The outcomes were revealing. Numerous AI models found it challenging to manage these extraneous additions, further indicating that they do not genuinely grasp the fundamental logic behind the problems they solve. Instead, they seem to follow learned patterns during training, and when those patterns are altered, their performance declines.

### Implications for the Future of AI

The conclusions of Apple’s study provoke significant inquiries regarding the future of generative AI and its aptitude for executing tasks that necessitate authentic reasoning. While models like ChatGPT o1-preview are undeniably potent and can yield remarkable results in numerous scenarios, their dependence on pattern recognition instead of true reasoning could restrict their effectiveness in more complicated, real-world applications.
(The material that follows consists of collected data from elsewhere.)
PR #14333, opened 2020-10-31
[Qt6|6.1.0] Add new ports. 

Neumann-A:
closes #15029 

Current Status:
- added all 6.1.0 ports which I know of (does it work? Who knows?)

Current questions:
- Port naming? qt6-qtbase? Only qtbase? (since qt wants to get rid of the version number anyway)
- Features? Too many? Will never be all tested. (at least I will only be going for the default set.)

Depends:
- [x] #14308
- [x] #14395 (ZSTD)
- [x] #14530 (harfbuzz)
- [x] another PR copying pdbs for `vcpkg_copy_tools`
- [x] https://bugreports.qt.io/browse/QTBUG-88457 (qtdeclarative x64-windows-static; not in beta5; probably in beta6) 
- [x] open upstream issues
- [x] https://bugreports.qt.io/browse/QTBUG-89204 (solved by own patch)
- [x] https://bugreports.qt.io/browse/QTBUG-89203 (solved by own patch)
- [x] https://bugreports.qt.io/browse/QTBUG-89280 (solved by own patch)
- [x] https://bugreports.qt.io/browse/QTBUG-89374 (solved by own patch)
- [x] fix import prefix correction in vcpkg_fixup_cmake_targets as mentioned in 
 https://github.com/microsoft/vcpkg/pull/12215#discussion_r454579077. (Corrected it in another way for this PR)
- [x] #15049
- [x] #15144

PR #15049, opened 2020-12-10
[vcpkg_from_git] new options TAG and X_OUT_REF

Neumann-A:
- TAG github tag to checkout
- OUT_REF github commit id related to tag or ref
(useable for automatic updates of ports if used with a version tag)

I use this in my two Qt PRs to directly checkout from `code.qt.io` and enable automatic updates of the refs on tag change


ras0219-msft:
We explicitly ask for REFs and not tags in the shared helpers in order to defend against tag republishing. If this functionality is just for qt6 updates, it seems more appropriate to keep private to the qt ports.

Neumann-A:
@ras0219-msft: I hope qt is stable enough to not do that. This PR does not change the behavior it still requires REF. It just checks out by TAG if available and compare the result against the given REF. So tag republishing will still be detected. If a port is doing tag republishing regularly the port simply needs to be updated to remove the TAG option without any other changes.

ras0219:
Thanks for the explanation; I didn't read the code closely enough. I can potentially see use in the TAG field as an additional check on top of the REF field.

Could you link to exactly how you've used OUT_REF?

Neumann-A:
@ras0219 see https://github.com/microsoft/vcpkg/pull/14333/files#r542232703

scripts/cmake/vcpkg_from_git.cmake
```diff
@@ -25,11 +25,18 @@ The url of the git repository.
...
+The git tag to download.
+
 ### PATCHES
 A list of patches to be applied to the extracted sources.
 
 Relative paths are based on the port directory.
 
+### OUT_REF
+Maintainers only. Used for automatic REF updates for ports using a versioned TAG.
+Will return early!
```
ras0219-msft, line 38:
```suggestion
### X_OUT_REF (internal only)
This parameter is used for automatic REF updates for certain ports in the central vcpkg catalog. It should not be used by any ports outside the central catalog and within the central catalog it should not be used on any user path. This parameter may change behavior incompatibly or be removed at any time.
```

scripts/cmake/vcpkg_from_git.cmake
```diff
@@ -25,11 +25,18 @@ The url of the git repository.
 ### REF
 The git sha of the commit to download.
 
+### TAG
+The git tag to download.
+
```
ras0219-msft, line 30:
```suggestion
### TAG
An optional git tag to be verified against the `REF`. If the remote repository's tag does not match the specified `REF`, the build will fail.

```

Additionally, `TAG` needs to be added as an optional parameter to the `Usage:` schema block:
```
    [TAG <v1.0.2>]
```

scripts/cmake/vcpkg_from_git.cmake
```diff
@@ -41,7 +48,7 @@ Relative paths are based on the port directory.
 include(vcpkg_execute_in_download_mode)
 
 function(vcpkg_from_git)
-  set(oneValueArgs OUT_SOURCE_PATH URL REF)
+  set(oneValueArgs OUT_SOURCE_PATH URL REF TAG OUT_REF)
```
ras0219-msft, line 51:
```suggestion
  set(oneValueArgs OUT_SOURCE_PATH URL REF TAG X_OUT_REF)
```

ras0219-msft (approved):
Thanks for the explanation and pointer. LGTM given the changes I've suggested.

JackBoosY:
Should be good now.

This does not imply that generative AI lacks value—quite the opposite. These models remain immensely beneficial for various applications, ranging from content creation to customer support. However, recognizing their limitations is vital, and the quest for advancing what AI can accomplish must persist.

### Final Remarks: The Future Path for AI Reasoning

As companies such as OpenAI, Google, and Apple continue to innovate and refine their AI technologies, the matter of whether AI can truly reason remains unresolved. Apple’s study implies that we are not quite there yet—current models excel in pattern recognition but fall short in authentic logical reasoning.

At present, it appears that AI’s reasoning capabilities are still developing.